Final answer:
DNA polymerase I is not suitable for long track DNA synthesis due to its lack of processivity and absence of a sliding clamp, which are crucial for continuous DNA synthesis. It mainly functions to replace RNA primers with DNA on the lagging strand during replication.
Step-by-step explanation:
The reason why DNA polymerase I is not suitable for long track DNA synthesis is not precisely listed in the options provided. However, based on our understanding of DNA replication, DNA polymerase I primarily functions to replace RNA primers with DNA and does not have the processivity of DNA polymerase III, which is the enzyme primarily responsible for synthesizing the new strand of DNA on the leading and the lagging strands. DNA polymerase I lacks a strong processivity because it does not have a sliding clamp, such as the beta clamp that holds DNA polymerase III onto the DNA strand for efficient synthesis of long DNA molecules.

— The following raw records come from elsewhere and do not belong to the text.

PR #861, opened 2021-06-23
Not Scored no longer shows up if the score was overriden

MitchelPaulin:
overriden-no-level
overriden-with-level

https://rally1.rallydev.com/#/57732444928ud/custom/373260458992?detail=%2Fdefect%2F602359390443


semibran (approved):

devpow112 (dismissed):

devpow112:
@MitchelPaulin make sure to bump the version. Based on the way we were doing versioning version bump isn't needed when going into the `release/20.21.7` branch only `master`.

PR #862, opened 2021-06-23
DE44044 - Fix editable score tab trap

semibran:
don't ask questions, just hit approve........


d2l-rubric-editable-score.js
```diff
@@ -367,6 +367,10 @@ Polymer({
 	},
 
 	_blurHandler: function(event) {
+		if (!event.sourceCapabilities) {
```
devpow112, line 370: Really!? That's it? How did you figure that out (I realize you said don't ask question but I must 😛)

devpow112 (approved):

devpow112:
Oh also should probably version bump

PR #863, opened 2021-06-23
DE44145 - Disable feedback input on clear

devpow112:


semibran (approved):

d2l-rubric-feedback.js
```diff
@@ -73,10 +73,13 @@ $_documentContainer.innerHTML = /*html*/`<dom-module id="d2l-rubric-feedback">
 				border: solid transparent 1px;
 				cursor: pointer;
 			}
-			.clear-feedback-button.is-focused,
-			.clear-feedback-button:hover {
+			.clear-feedback-button:not([disabled]).is-focused,
```
devpow112, line 76: Styling is needed since the item is a `d2l-icon` not a `d2l-button-*` type. Tried switching to a `d2l-button-icon` but the styling is problematic as it isn't allowed to be as small as we need. Resizing it doesn't work as the size of the icon button is hard-coded and didn't seem to be overridable.

d2l-rubric-feedback.js
```diff
@@ -359,8 +369,14 @@ Polymer({
 	},
 
 	_clearFeedbackHandler: function() {
+		if (this._disabled) {
```
devpow112, line 372: Event source is not a button so it can't really be disabled. Doing this check to make sure multiple click in the disabled state aren't processed.

d2l-rubric-feedback.js
```diff
@@ -433,10 +449,13 @@ Polymer({
 	},
 
 	_handleVisibleFocusin: function() {
-		var elem = dom(this.root).querySelector('#clear-feedback-invisible');
-		fastdom.mutate(function() {
-			elem.focus();
-		}.bind(this));
+		if (this._disabled) {
```
devpow112, line 452: Event source is not a button so it can't really be disabled. Doing this check to make sure multiple click in the disabled state aren't processed.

During DNA replication, DNA polymerase III takes over most of the synthesis after RNA primers are placed. It is DNA polymerase I that comes in afterward to remove these RNA primers using its 5' to 3' exonuclease activity and fills in the resulting gaps with DNA. The sliding clamp is essential for DNA polymerases to stay attached to the DNA template for effective and continuous replication, especially on the leading strand and for the creation of Okazaki fragments on the lagging strand.
Lastly, it is the DNA ligase that seals the nicks after DNA polymerase I has done its job of primer removal and gap filling, ensuring the sugar-phosphate backbone of the DNA molecule is stable.